» **ACTIVITY**
Using the records below, quote only the span that opens with the line containing "PR #1515, opened 2019-01-08" and closes with the line containing "There are probably", exactly and inclusively.

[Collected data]

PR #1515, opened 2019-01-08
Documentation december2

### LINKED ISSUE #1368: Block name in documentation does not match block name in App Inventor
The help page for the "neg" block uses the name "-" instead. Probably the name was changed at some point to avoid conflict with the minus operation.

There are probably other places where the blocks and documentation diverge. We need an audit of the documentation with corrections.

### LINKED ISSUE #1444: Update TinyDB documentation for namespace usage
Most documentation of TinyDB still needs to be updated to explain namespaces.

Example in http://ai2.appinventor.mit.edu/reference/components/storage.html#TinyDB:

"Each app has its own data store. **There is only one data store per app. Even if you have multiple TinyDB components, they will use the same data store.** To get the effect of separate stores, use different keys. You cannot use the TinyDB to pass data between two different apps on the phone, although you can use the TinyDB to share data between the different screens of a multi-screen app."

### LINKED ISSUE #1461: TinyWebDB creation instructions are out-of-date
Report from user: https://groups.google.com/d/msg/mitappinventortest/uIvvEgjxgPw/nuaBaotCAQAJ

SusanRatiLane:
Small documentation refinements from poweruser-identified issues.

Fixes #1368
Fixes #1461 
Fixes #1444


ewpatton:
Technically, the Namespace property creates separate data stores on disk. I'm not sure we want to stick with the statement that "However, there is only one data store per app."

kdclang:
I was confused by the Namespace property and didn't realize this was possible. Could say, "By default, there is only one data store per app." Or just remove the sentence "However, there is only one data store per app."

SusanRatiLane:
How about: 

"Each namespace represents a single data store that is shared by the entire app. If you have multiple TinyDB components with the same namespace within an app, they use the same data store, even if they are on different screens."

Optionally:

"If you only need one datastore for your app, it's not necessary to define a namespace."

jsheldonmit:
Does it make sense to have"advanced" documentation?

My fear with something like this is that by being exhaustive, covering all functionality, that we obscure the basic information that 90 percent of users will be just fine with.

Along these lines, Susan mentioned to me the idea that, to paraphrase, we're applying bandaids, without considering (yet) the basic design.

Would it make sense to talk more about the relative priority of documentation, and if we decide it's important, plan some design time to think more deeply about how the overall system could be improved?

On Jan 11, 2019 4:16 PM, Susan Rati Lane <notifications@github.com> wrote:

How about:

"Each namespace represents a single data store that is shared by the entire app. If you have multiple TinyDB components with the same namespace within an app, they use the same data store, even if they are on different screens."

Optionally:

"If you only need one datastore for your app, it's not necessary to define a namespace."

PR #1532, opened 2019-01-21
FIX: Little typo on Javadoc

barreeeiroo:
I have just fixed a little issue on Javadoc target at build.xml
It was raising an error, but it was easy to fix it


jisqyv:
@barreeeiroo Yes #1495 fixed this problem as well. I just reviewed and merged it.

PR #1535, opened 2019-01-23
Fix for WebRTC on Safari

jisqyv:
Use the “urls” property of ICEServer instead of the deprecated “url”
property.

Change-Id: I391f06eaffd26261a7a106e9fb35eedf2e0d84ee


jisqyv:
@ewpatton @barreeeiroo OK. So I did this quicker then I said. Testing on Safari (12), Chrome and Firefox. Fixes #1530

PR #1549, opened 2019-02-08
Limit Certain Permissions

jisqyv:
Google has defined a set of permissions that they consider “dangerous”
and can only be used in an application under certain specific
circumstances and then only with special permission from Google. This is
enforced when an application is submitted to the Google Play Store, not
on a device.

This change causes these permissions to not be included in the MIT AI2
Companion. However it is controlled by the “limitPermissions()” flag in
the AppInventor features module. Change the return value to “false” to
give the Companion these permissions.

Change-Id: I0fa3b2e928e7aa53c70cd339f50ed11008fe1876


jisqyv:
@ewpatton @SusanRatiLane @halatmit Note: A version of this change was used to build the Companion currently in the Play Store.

==

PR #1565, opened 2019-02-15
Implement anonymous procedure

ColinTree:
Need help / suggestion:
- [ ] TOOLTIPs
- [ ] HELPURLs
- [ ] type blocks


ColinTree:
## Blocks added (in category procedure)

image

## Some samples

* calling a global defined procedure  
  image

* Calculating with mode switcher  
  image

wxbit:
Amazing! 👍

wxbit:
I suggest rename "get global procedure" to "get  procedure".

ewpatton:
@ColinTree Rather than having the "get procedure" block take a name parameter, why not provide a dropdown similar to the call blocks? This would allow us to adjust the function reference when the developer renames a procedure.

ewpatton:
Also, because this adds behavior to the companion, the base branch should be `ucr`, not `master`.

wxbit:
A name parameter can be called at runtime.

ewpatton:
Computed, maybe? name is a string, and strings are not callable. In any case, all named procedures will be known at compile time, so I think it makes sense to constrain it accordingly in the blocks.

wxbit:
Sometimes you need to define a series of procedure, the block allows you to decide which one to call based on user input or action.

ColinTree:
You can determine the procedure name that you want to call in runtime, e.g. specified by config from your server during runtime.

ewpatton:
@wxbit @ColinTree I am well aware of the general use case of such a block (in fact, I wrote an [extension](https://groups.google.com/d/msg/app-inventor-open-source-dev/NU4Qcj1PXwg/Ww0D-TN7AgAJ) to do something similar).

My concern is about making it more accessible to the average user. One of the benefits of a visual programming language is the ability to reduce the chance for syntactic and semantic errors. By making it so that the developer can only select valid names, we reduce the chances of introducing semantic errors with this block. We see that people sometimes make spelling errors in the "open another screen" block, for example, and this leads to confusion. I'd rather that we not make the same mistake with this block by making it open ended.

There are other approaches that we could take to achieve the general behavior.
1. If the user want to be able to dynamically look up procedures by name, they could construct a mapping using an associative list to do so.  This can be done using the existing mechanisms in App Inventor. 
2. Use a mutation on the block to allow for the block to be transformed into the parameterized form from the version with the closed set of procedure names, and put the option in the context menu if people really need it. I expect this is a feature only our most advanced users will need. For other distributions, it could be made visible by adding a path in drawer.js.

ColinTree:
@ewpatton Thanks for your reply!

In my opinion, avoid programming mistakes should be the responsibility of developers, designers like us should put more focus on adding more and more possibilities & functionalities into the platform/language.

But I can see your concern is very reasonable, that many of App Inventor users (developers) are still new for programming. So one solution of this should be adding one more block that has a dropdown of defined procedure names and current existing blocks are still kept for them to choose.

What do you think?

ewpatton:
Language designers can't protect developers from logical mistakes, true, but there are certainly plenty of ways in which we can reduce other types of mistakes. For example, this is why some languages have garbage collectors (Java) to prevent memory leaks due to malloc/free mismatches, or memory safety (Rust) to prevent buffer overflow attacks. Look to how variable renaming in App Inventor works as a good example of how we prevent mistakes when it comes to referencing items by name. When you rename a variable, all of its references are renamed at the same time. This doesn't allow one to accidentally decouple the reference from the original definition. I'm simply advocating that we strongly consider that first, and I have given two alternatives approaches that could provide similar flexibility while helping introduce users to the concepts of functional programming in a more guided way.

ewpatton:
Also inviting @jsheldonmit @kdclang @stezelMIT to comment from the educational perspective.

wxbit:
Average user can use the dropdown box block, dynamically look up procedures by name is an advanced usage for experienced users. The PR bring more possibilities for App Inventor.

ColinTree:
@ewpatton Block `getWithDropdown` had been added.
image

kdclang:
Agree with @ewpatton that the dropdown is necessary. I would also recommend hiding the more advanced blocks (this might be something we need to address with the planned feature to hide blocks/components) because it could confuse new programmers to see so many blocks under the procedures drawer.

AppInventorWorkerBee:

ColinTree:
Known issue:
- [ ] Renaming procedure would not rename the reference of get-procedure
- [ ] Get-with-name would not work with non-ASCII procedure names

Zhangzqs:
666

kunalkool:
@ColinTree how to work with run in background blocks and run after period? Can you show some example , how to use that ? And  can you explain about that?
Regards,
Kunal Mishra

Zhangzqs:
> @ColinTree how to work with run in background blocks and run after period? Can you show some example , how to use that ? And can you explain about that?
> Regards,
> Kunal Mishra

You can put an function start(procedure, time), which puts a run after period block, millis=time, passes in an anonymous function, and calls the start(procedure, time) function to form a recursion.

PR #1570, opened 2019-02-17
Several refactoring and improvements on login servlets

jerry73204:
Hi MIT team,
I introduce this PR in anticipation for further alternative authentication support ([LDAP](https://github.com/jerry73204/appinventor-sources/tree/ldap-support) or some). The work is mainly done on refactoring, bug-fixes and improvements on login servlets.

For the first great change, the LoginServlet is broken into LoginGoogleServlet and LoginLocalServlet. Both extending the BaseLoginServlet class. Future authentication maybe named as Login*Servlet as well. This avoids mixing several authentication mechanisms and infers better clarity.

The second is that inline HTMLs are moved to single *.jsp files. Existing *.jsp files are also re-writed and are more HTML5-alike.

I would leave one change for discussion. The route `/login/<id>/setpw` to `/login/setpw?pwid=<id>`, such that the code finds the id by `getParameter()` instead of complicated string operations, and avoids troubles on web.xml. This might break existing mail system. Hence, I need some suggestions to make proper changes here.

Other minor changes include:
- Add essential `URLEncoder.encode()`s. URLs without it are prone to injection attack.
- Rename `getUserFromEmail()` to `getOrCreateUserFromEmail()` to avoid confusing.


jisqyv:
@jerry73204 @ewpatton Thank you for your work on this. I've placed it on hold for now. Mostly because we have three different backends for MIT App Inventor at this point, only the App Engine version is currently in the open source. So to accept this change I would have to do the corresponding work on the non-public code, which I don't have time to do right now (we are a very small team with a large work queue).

» **FINAL ANSWER**
PR #1515, opened 2019-01-08
Documentation december2

### LINKED ISSUE #1368: Block name in documentation does not match block name in App Inventor
The help page for the "neg" block uses the name "-" instead. Probably the name was changed at some point to avoid conflict with the minus operation.

There are probably other places where the blocks and documentation diverge. We need an audit of the documentation with corrections.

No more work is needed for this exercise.